Once the IP range filter was applied, we waited one week to allow data to build before checking the success of the filter. Unfortunately, the filter did not work. Blocking internal traffic is trickier than first expected because of the complexity of having a Dynamic Host Configuration Protocol (DHCP). Currently we are working towards configuring our dynamic IP range in Google Analytics.

As our knowledge of the data increases, so do our questions. For example, because we track referrals, we noticed a large increase of visitors from the U.S. Department of Health and Human Services (HHS) website. One month, we had 53 visitors from HHS, and the next month it increased to 1,090. We then discovered HHS created links to FDLP Web Archive content through their archive.hhs.gov site. From then on, visitor numbers from HHS grew and remains a steady source of visitors. About half of their visits are bounces (meaning they click the link to open our archived site and immediately close the window), but the visitors who do stay, browse an average of 10 minutes.
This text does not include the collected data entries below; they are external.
Issue #652, opened 2023-08-29
Introduce list_name as alias for dataset in entities sheet


lognaturel:
Moving forward, ODK Central will use "Entity List" to refer to what has so far been called "Dataset." The ODK XForms spec will continue to use `dataset` and other implementing systems can choose to use `dataset`, `entity list` or another related term.

lindsay-stevens:
Merged into master in #657

PR #654, opened 2023-09-15
Alias list_name to dataset in entities sheet

lognaturel:
Closes https://github.com/XLSForm/pyxform/issues/652

The intent is to match the user-facing language of "Entity List". We discussed some alternative column names but decided that `list_name` has the advantage of being consistent with the `choices` sheet. The meanings are slightly different but very much related.

I went back and forth on the text of error messages. At first I made them generic ("Invalid name") but then I thought that would be too hard to use. I think using "entity list" in the messages is friendlier. People who have existing forms with `dataset` are early adopters so hopefully are in a better position to figure out the issue if they run into the message.

I also added on case-sensitive checking of reserved entity property names.

This area is well-tested and the change is small so I don't think there are any.

https://github.com/getodk/docs/pull/1651

### DIFF
--- a/.gitignore
+++ b/.gitignore
@@ -15,12 +15,14 @@ tests/test_output
 build
 dist
 pyxform.egg-info
+pip-wheel-metadata
 
 # By having build ignored above, this ignores documents created by
 # sphinx. Overall, I think this is a good thing.
 
 # a virtual environment
 env
+venv
 
 # ignore pypi manifest
 MANIFEST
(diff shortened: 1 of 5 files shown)


lognaturel:
I've targeted a v1.12.x branch off of the current v1.12.1 release so that we can release this immediately. @lindsay-stevens if you have a chance for a quick look, that'd be great since you have the context but I also recognize I'm catching you Friday afternoon! It should be straightforward for someone else to review if that's better. Thanks!

ktuite (approved):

These statistics indicate that users are finding information of interest, and that we are archiving information that is of value.

Since HHS is now a major source of visits per month, we updated our data spreadsheet. There is now a separate section for HHS to enable us to track the most viewed sites that come in through the HHS archive. This data will supply a picture about which major topics their users are interested in and help point us toward other valuable HHS sites to be archived.

Besides HHS, our next largest user traffic comes from universities accessing the FDLP Web Archive collections through the PURLs in our CGP records. Most of the referring universities are part of the FDLP, but also several outside of the FDLP, and a few Canadian universities. Data from these universities shows about a 50/50 split between new and return visitors, only a 45% bounce rate, and those who stay browse an average of three pages, spending up to two minutes in our archive. From this data we can surmise that visitors are willing to click on the PURL and do some searching. The type of information we are gathering from this could be very useful to us for future collection development.

Soon, we will begin answering new questions. For example, in the CGP we have been working towards enhancing accessibility of the FDLP Web Archive by supplying each collection’s catalog record with a second access point. One PURL leads to the calendar page of the homepage, and a second PURL leads to the collection page in Archive-It. How will our users utilize these options? Will one PURL prove to be more useful or equally as useful? A second change we made was adding broad subject facets and creator facets to our Archive-It metadata, allowing users to narrow down the 138 collections currently part of the FDLP Web Archive. Will there be subjects in which users are more interested? Will the broad subjects prove useful? All of these questions will be answered when we have more data to complete a whole picture.

We have been using Google Analytics for 1.5 years, and in that time we have found the data to be encouraging. People are locating our collections, and the numbers have been steadily increasing. Government organizations are also becoming more aware of our work, and we hope more will begin linking to our web archive. Google Analytics has proved a useful means for us to analyze if we are fulfilling GPO’s mission of Keeping America Informed and encouraging us to take extra steps to increase our access.